Figure: Dynamic Imaging of Optical Highlighter Fluorescent Proteins by Confocal Microscopy

This figure demonstrates the use of optical highlighter fluorescent proteins (FPs) for tracking protein dynamics and organelle behavior in living cells using laser scanning confocal microscopy.

(A–C) Photoactivation of mPA-GFP fused to actin in opossum kidney (OK) epithelial cells. (A) A circular region of interest is illuminated at 405 nm for 5 seconds (t = 0 min). (B) At t = 5 min, the activated actin redistributes toward membrane ruffles as fluorescence decreases in the initial activation zone. (C) By t = 60 min, fluorescence intensity increases in ruffles, cytoplasmic actin pools, and the filamentous actin network, illustrating cytoskeletal remodeling.

(D–F) Photoconversion of mitochondria labeled with tdEos in rabbit kidney (RK-13) epithelial cells. (D) A single mitochondrion is photoconverted from green to red fluorescence using 405 nm illumination (t = 0 min). (E) At t = 10 min, a non-converted (green) mitochondrion approaches the converted one. (F) By t = 20 min, cargo exchange between mitochondria is observed, highlighting mitochondrial interaction and content mixing.

(G–I) Analysis of lamellipodia dynamics using Dendra2 fused to actin in OK cells. (G) A selected region is photoconverted to red fluorescence at 405 nm (t = 0 min). (H) At t = 20 min, photoconverted actin reveals podosome formation and leading-edge remodeling. (I) At t = 45 min, lamellipodial retraction occurs alongside increased podosome formation and emergence of a new leading edge.

(J–L) Photoswitching of actin labeled with Dronpa in rat thoracic aorta (A7r5) myoblasts. (J) The actin cytoskeleton is initially imaged with 488 nm excitation (t = 0 min). (K) After switching the fluorescence off at 488 nm, a defined region (“FV10”) is reactivated using 405 nm light (t = 3 min). (L) The reactivated region is subsequently photobleached during continued imaging at 488 nm.

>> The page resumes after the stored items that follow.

PR #399, opened 2026-08-05
fix(docs): count rules from the rules object, not the whole file

ofri-peretz:
## The number changes

| | before | after |
|---|---|---|
| **Published rules** | 513 | **455** |
| Total incl. unpublished | 541 | 481 |
| Plugins with a wrong count | 21 of 30 | **0** |

⚠️ **This changes every rule count on the docs site, the READMEs and the badges.** Flagging that explicitly — the figure also appears in external material.

## What was wrong

`sync-plugin-stats.ts` derived each plugin's count by running

```ts
content.match(/^\s+'[a-z-]+'\s*:/gm)
```

over the **whole** of `index.ts`. That also matches `plugins: { 'x-security': plugin }` inside every preset, so each plugin was over-counted by roughly one per config it ships. 68 phantom rules across 21 plugins.

Surfaced as a one-line nit on #396 ("MCP says 5, has 2"). It's ecosystem-wide.

## Two errors in the other direction

Scoping the parse to the `rules` object exposed two undercounts the old pattern hid:

- **`eslint-plugin-import-next` writes unquoted keys** — `named: named,`, `default: defaultRule,`. A quoted-only pattern missed all of them: **−7**.
- **`order: enforceImportOrder` is an alias** — a second id for an implementation already counted. The oxlint shim generator has always reported aliases separately (`12 flat + 12 aliased`), so counting distinct implementations is what makes the two sources agree.

## Why nothing caught it

Nothing compared the parse against an independent source. `.agent/oxlint-jsplugins-manifest.json` is one — the shim generator builds it by `require()`-ing each plugin's **built output** and reading `Object.keys(rules)`, so it counts what consumers can actually configure.

**All 30 published plugins now agree with it.** The new lock is exactly that comparison, and it's the only thing standing between a parser tweak and a wrong number on the storefront.

## Test plan

- [x] `plugin-stats-rule-count-lock.test.ts` — 10 tests: the cross-source comparison, plus units pinning the three cases that made this invisible (a config key masquerading as a rule, unquoted keys, an alias).
- [x] Guards against a vacuous pass — asserts both catalogs parse non-empty before comparing.
- [x] Full `docs` suite: 20/20 tasks. Nothing else asserted the old numbers.
- [x] `sync-readmes` re-run so the badges match.

### DIFF
--- a/.changeset/fix-plugin-stats-rule-count.md
+++ b/.changeset/fix-plugin-stats-rule-count.md
@@ -1,0 +1,29 @@
+---
+'docs': patch
+---
+
+Correct the published rule count. It was overstated by 58 rules (513 → 455).
+
+`sync-plugin-stats.ts` derived every plugin's rule count by regex-matching
+`/^\s+'[a-z-]+'\s*:/gm` against the whole of `index.ts`. That also matched
+`plugins: { 'x-security': plugin }` inside every preset, so each plugin was
+over-counted by roughly one per config it ships — 21 of 30 published plugins,
+68 phantom rules.
+
+Fixing the scope surfaced two errors in the other direction:
+
+- `eslint-plugin-import-next` writes its keys unquoted (`named: named,`), which
+  a quoted-only pattern missed entirely — undercounting it by 7.
+- `order: enforceImportOrder` is an alias, a second id for an implementation
+  already counted. The oxlint shim generator has always treated aliases that way
+  ("12 flat + 12 aliased"); counting distinct implementations makes the two
+  agree.
+
+These numbers feed `interlace-numbers.json`, which is the single source for
+every count on the docs site, the READMEs and the badges.
+
+Nothing caught this because nothing compared the parse against an independent
+source. `.agent/oxlint-jsplugins-manifest.json` is one — the shim generator
+builds it by `require()`-ing each plugin's built output and reading
+`Object.keys(rules)`. All 30 published plugins now agree with it, and a new lock
+asserts exactly that comparison.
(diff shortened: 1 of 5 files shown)


ofri-peretz:
All three fixed in `f58a8dbf`. The second one was a real defect in my fix, not a hypothetical.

Together, these experiments illustrate how photoactivation, photoconversion, and photoswitching strategies enable precise spatial and temporal tracking of cytoskeletal dynamics and organelle interactions in live-cell imaging.

4. Challenges & Future Directions

Despite extensive progress, several challenges remain at the forefront of FP research:

  • Photostability vs. brightness trade-off: Red and far-red FPs often have lower brightness or maturation efficiency than green variants.

  • Monomerization: Many natural coral-derived proteins require mutagenesis to avoid oligomerization, which can disrupt fusion protein function.

  • Expanding spectral range: Development of near-infrared and multiplexable fluorescent tags continues to be a priority for deep tissue imaging and high-dimensional microscopy.

Recent research in infrared fluorescent proteins and genetically encoded Raman probes points toward future capabilities beyond traditional fluorescence.